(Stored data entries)
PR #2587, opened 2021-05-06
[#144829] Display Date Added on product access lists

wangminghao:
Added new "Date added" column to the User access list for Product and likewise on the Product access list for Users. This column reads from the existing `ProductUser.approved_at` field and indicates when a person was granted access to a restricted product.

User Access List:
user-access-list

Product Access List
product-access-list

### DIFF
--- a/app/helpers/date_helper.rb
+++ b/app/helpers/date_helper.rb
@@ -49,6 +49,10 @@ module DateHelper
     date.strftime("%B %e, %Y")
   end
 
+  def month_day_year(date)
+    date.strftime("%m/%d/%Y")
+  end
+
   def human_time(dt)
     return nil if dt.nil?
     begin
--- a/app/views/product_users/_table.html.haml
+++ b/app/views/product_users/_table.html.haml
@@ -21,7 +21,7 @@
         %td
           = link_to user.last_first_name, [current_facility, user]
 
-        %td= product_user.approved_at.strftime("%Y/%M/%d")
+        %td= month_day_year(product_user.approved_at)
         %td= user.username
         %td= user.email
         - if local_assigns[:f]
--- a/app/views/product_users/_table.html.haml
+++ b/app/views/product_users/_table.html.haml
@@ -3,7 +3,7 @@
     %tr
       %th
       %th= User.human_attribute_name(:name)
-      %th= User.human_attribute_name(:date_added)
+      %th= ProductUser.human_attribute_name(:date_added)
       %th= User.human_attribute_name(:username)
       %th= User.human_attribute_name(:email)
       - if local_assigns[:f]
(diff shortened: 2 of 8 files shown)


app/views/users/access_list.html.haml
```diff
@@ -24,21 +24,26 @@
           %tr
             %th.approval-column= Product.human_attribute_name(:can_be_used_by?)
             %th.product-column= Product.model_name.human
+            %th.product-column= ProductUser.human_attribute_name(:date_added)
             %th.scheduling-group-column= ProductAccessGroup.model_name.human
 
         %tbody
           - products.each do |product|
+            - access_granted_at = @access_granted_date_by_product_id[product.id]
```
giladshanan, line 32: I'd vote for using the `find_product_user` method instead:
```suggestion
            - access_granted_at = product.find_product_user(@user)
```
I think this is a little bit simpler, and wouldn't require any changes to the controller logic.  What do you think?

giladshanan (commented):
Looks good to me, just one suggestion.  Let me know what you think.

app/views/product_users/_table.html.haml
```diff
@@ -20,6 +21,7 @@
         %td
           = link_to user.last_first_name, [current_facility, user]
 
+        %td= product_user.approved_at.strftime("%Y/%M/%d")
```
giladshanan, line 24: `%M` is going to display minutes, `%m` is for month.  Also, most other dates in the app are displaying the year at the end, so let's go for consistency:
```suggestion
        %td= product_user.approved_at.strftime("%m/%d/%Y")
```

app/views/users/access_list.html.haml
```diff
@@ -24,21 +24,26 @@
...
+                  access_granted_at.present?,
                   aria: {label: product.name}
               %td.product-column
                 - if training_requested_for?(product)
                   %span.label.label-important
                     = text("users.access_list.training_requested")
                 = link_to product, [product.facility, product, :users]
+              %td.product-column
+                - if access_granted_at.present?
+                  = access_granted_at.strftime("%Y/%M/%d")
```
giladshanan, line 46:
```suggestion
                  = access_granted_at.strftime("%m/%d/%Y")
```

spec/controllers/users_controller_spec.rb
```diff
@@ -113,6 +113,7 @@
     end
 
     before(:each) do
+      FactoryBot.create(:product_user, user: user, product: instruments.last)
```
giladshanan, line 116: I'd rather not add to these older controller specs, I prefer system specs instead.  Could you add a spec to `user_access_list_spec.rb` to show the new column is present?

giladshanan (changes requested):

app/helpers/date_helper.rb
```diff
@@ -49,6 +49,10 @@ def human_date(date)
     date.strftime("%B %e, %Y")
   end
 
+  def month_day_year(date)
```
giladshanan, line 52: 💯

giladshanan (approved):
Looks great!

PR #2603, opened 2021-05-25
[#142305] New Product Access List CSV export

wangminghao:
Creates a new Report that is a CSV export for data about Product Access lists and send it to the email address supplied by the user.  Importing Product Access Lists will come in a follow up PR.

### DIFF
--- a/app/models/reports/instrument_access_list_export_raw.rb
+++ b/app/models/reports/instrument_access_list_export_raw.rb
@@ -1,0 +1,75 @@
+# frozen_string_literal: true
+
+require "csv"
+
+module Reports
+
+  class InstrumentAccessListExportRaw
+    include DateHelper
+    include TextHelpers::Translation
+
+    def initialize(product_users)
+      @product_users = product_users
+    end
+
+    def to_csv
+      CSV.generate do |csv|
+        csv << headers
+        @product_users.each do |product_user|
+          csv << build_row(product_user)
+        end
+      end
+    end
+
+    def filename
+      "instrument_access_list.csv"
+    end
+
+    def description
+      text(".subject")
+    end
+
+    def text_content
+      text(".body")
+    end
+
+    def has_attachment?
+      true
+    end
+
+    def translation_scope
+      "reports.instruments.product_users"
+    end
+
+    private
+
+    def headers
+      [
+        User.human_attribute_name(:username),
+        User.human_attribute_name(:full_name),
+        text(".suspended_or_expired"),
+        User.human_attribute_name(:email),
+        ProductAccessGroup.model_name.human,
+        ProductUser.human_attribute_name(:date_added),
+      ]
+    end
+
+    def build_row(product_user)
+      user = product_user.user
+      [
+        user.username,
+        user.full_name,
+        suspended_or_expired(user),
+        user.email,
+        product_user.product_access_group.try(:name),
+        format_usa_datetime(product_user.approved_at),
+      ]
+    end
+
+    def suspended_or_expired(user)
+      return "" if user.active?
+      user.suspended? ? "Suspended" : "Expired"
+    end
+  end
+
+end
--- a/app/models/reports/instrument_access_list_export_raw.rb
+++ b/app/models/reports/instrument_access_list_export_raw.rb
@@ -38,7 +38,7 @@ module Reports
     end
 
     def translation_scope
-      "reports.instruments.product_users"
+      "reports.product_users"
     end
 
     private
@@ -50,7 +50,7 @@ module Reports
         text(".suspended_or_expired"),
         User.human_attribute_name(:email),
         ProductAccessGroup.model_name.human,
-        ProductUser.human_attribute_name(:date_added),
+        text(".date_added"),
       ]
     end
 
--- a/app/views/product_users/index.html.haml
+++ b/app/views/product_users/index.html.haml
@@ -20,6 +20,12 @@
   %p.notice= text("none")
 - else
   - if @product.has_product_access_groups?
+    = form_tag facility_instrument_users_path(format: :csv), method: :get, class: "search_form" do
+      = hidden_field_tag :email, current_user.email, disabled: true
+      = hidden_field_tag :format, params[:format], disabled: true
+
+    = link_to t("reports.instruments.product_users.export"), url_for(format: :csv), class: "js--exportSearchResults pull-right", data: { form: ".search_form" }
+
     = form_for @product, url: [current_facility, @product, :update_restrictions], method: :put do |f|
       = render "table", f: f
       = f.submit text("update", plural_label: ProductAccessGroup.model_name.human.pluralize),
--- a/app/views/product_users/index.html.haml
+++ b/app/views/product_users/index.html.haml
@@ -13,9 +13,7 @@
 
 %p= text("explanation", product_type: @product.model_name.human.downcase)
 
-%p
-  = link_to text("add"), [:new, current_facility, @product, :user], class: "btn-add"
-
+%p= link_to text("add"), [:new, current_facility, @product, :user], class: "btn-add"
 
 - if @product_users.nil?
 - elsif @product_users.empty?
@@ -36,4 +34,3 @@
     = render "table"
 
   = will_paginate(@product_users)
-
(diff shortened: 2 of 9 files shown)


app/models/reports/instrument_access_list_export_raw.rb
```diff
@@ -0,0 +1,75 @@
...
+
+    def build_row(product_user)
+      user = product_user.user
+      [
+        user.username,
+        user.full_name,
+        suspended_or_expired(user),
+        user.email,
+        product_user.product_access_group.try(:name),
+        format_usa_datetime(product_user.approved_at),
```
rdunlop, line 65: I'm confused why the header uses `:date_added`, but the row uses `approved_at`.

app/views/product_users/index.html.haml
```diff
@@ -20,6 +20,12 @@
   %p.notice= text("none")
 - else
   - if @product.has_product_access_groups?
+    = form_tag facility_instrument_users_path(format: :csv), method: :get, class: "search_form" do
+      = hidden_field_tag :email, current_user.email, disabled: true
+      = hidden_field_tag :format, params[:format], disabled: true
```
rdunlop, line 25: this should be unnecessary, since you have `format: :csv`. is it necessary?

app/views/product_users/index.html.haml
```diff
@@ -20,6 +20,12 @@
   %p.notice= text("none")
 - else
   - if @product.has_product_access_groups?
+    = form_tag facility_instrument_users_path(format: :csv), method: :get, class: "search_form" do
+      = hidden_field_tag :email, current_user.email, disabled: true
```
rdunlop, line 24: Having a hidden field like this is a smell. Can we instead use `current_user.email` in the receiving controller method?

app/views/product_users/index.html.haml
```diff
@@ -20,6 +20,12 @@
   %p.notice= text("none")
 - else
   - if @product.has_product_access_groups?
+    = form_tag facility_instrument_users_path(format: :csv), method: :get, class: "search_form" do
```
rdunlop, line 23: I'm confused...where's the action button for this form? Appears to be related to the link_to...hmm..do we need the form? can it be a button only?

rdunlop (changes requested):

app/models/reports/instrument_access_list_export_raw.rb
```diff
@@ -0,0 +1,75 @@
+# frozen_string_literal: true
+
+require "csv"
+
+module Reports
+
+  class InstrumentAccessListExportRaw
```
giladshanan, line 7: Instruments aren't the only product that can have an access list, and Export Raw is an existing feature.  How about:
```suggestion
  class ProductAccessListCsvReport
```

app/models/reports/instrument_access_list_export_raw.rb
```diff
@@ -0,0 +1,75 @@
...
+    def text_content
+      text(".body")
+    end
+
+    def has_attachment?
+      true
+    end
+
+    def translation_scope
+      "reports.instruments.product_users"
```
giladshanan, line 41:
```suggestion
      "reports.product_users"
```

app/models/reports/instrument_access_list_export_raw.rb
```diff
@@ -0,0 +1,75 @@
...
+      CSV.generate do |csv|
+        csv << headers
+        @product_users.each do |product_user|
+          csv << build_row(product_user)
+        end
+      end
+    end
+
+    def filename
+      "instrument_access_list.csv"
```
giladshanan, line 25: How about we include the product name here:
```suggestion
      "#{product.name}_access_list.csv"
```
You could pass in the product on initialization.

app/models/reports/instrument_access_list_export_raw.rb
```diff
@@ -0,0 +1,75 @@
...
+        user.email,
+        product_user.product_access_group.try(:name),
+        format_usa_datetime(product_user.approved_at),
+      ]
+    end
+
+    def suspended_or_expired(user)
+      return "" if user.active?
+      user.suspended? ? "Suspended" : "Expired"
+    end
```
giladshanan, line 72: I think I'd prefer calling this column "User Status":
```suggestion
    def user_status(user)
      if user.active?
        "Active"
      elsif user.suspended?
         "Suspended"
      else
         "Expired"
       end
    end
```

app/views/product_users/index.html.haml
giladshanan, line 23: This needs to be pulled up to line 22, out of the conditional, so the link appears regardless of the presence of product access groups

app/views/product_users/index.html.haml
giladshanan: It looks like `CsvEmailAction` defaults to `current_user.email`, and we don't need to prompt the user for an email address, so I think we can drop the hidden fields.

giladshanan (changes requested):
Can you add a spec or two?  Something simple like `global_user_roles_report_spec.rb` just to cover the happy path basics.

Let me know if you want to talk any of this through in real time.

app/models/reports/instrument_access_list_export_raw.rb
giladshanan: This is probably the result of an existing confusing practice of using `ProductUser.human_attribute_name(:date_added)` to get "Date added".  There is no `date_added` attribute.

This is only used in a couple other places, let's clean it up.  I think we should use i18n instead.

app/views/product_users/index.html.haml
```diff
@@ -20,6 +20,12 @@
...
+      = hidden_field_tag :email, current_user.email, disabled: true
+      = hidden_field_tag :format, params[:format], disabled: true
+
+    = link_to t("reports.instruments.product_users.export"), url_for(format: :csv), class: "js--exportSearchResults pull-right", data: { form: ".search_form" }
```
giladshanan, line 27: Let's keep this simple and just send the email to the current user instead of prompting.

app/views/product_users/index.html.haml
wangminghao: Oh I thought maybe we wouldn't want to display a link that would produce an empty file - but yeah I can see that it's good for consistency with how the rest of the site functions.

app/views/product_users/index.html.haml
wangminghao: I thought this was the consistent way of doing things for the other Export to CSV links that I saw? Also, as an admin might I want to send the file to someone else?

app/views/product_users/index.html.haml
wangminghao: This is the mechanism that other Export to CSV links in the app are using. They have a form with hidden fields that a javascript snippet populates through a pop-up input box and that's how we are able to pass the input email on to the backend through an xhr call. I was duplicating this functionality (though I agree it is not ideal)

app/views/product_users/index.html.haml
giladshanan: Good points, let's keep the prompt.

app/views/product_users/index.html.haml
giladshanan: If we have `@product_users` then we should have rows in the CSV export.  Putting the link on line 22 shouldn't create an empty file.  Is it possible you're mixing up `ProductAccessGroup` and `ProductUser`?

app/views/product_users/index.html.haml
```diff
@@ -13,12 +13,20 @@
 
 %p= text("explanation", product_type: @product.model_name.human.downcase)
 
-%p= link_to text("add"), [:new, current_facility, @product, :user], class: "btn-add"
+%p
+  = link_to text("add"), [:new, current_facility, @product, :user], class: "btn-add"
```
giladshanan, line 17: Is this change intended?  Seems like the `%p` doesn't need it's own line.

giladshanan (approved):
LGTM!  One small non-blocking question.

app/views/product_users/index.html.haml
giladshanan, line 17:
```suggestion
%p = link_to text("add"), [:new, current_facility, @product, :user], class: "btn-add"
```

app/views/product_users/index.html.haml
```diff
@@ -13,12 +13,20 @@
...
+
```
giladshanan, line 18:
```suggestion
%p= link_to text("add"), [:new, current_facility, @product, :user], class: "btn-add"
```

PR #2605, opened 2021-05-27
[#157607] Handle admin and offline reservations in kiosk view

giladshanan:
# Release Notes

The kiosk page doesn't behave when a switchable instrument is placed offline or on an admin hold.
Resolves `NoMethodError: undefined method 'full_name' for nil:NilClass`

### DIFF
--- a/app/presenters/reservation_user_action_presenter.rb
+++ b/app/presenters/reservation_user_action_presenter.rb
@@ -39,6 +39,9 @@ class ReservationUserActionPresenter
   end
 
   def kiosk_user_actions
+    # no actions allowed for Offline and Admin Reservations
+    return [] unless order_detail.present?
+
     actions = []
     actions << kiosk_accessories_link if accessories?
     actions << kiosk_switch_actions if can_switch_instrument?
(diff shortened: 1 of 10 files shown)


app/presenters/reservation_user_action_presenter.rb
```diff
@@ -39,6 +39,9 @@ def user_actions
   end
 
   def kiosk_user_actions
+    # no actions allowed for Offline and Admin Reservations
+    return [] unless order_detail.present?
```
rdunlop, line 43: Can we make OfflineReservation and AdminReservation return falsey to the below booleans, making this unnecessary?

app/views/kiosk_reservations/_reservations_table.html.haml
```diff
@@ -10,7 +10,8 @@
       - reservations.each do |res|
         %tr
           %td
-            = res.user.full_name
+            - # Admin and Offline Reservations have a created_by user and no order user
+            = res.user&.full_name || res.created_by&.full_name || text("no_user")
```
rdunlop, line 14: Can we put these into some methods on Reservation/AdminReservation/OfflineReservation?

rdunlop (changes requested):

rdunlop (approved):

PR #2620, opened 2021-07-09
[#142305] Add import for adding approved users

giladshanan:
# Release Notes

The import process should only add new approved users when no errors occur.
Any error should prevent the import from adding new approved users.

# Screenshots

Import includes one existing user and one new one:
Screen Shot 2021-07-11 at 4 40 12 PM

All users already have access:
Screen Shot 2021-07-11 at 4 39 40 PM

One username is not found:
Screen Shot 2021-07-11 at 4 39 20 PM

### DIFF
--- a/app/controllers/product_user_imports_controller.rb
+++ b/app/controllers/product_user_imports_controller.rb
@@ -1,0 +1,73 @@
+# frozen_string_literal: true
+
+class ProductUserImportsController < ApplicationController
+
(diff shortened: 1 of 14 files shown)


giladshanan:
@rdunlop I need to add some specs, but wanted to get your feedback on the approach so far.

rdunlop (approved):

**Exercise aim**
Copy each line of the records that contains the word "wouldn".

**Answer section**
I think this is a little bit simpler, and wouldn't require any changes to the controller logic.  What do you think?
wangminghao: Oh I thought maybe we wouldn't want to display a link that would produce an empty file - but yeah I can see that it's good for consistency with how the rest of the site functions.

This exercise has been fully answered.